- **Dataset records**:
PR #2944, opened 2023-02-24
`\textit{...}` -> `*...*` for correct rendering in `boundary_conditions.md`

jbisits:


glwagner (approved):
Thank you!

tomchor:
It seems like we're still getting the `all(test_fields.v .≈ truth_fields.v)` error in the [shallow water regression tests](https://buildkite.com/clima/oceananigans/builds/10225#01868315-b904-4152-b885-9b64cbab7111).

I'll restart it and see what happens. But we should probably keep an eye on that.

navidcy:
I restarted it an error was insisting... I reopened #2922. I'll make the timestep even smaller.

PR #2951, opened 2023-02-28
Return zero for `closure == nothing`

tomchor:
This is useful for writing general code from the user perspective. Ideally we'd want to return `zero(FT)`, but there's nowhere obvious to get the float type, so I think this is okay for now.

### DIFF
--- a/src/TurbulenceClosures/turbulence_closure_implementations/nothing_closure.jl
+++ b/src/TurbulenceClosures/turbulence_closure_implementations/nothing_closure.jl
@@ -5,3 +5,6 @@
 
 calculate_diffusivities!(diffusivities, ::Nothing, args...) = nothing
 calculate_diffusivities!(::Nothing, ::Nothing, args...) = nothing
+
+@inline viscosity(::Nothing, ::Nothing) = 0.0
+@inline diffusivity(::Nothing, ::Nothing, ::Val{id}) where id = 0.0
--- a/src/Oceananigans.jl
+++ b/src/Oceananigans.jl
@@ -71,6 +71,7 @@ export
     IsopycnalSkewSymmetricDiffusivity,
     FluxTapering,
     VerticallyImplicitTimeDiscretization,
+    viscosity, diffusivity,
 
     # Lagrangian particle tracking
     LagrangianParticles,
--- a/test/test_turbulence_closures.jl
+++ b/test/test_turbulence_closures.jl
@@ -200,7 +200,7 @@ end
             κ = diffusivity(model.closure, model.diffusivity_fields, Val(:c)) 
             κ_dx_c = κ * ∂x(c)
             ν = viscosity(model.closure, model.diffusivity_fields)
-            ν_dx_u = ν * ∂x(c)
+            ν_dx_u = ν * ∂x(u)
             @test ν_dx_u[1, 1, 1] == 0.0
             @test κ_dx_c[1, 1, 1] == 0.0
         end


tomchor:
I also noticed we're not testing `closure = nothing` in `test_turbulence_closures.jl` (although there's some implicit testing since that is the default option). So I'd also like to add `nothing` to the list of tested closures https://github.com/CliMA/Oceananigans.jl/blob/6cbe8cf339b58170c51846160d832a431e42715c/test/dependencies_for_runtests.jl#L57-L64

src/TurbulenceClosures/turbulence_closure_implementations/nothing_closure.jl
```diff
@@ -5,3 +5,6 @@
 
 calculate_diffusivities!(diffusivities, ::Nothing, args...) = nothing
 calculate_diffusivities!(::Nothing, ::Nothing, args...) = nothing
+
+@inline viscosity(::Nothing, ::Nothing) = 0.0
+@inline diffusivity(::Nothing, ::Nothing, ::Val{id}) where id = 0.0
```
navidcy, line 10:
```suggestion
@inline viscosity(::Nothing, ::Nothing) = 0
@inline diffusivity(::Nothing, ::Nothing, ::Val{id}) where id = 0
```

tomchor: Change applied. Thanks for the suggestion. Can I ask why `0` is preferred here though?

navidcy: Multiplying with `0` does not impose type conversion. See, e.g.,

```Julia
julia> a = Float32(10)
10.0f0

julia> b = Float64(10)
10.0

julia> typeof(0.0*a)
Float64

julia> typeof(0.0*b)
Float64

julia> typeof(0*a)
Float32

julia> typeof(0*b)
Float64
```

tomchor: Ah, I didn't know. Thanks for the tip/info!

navidcy: It doesn't work always...

```Julia
julia> typeof(0 * Int16(3))
Int64
```

navidcy: I guess 0 is `Int64` and thus multiplying `Int64` with `Int16` imposes conversion to `Int64`. :)

tomchor: > It doesn't work always...
>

- **What is being asked**:
Pull every line containing "https" out of the entries.

- **Exercise response**:
It seems like we're still getting the `all(test_fields.v .≈ truth_fields.v)` error in the [shallow water regression tests](https://buildkite.com/clima/oceananigans/builds/10225#01868315-b904-4152-b885-9b64cbab7111).
I also noticed we're not testing `closure = nothing` in `test_turbulence_closures.jl` (although there's some implicit testing since that is the default option). So I'd also like to add `nothing` to the list of tested closures https://github.com/CliMA/Oceananigans.jl/blob/6cbe8cf339b58170c51846160d832a431e42715c/test/dependencies_for_runtests.jl#L57-L64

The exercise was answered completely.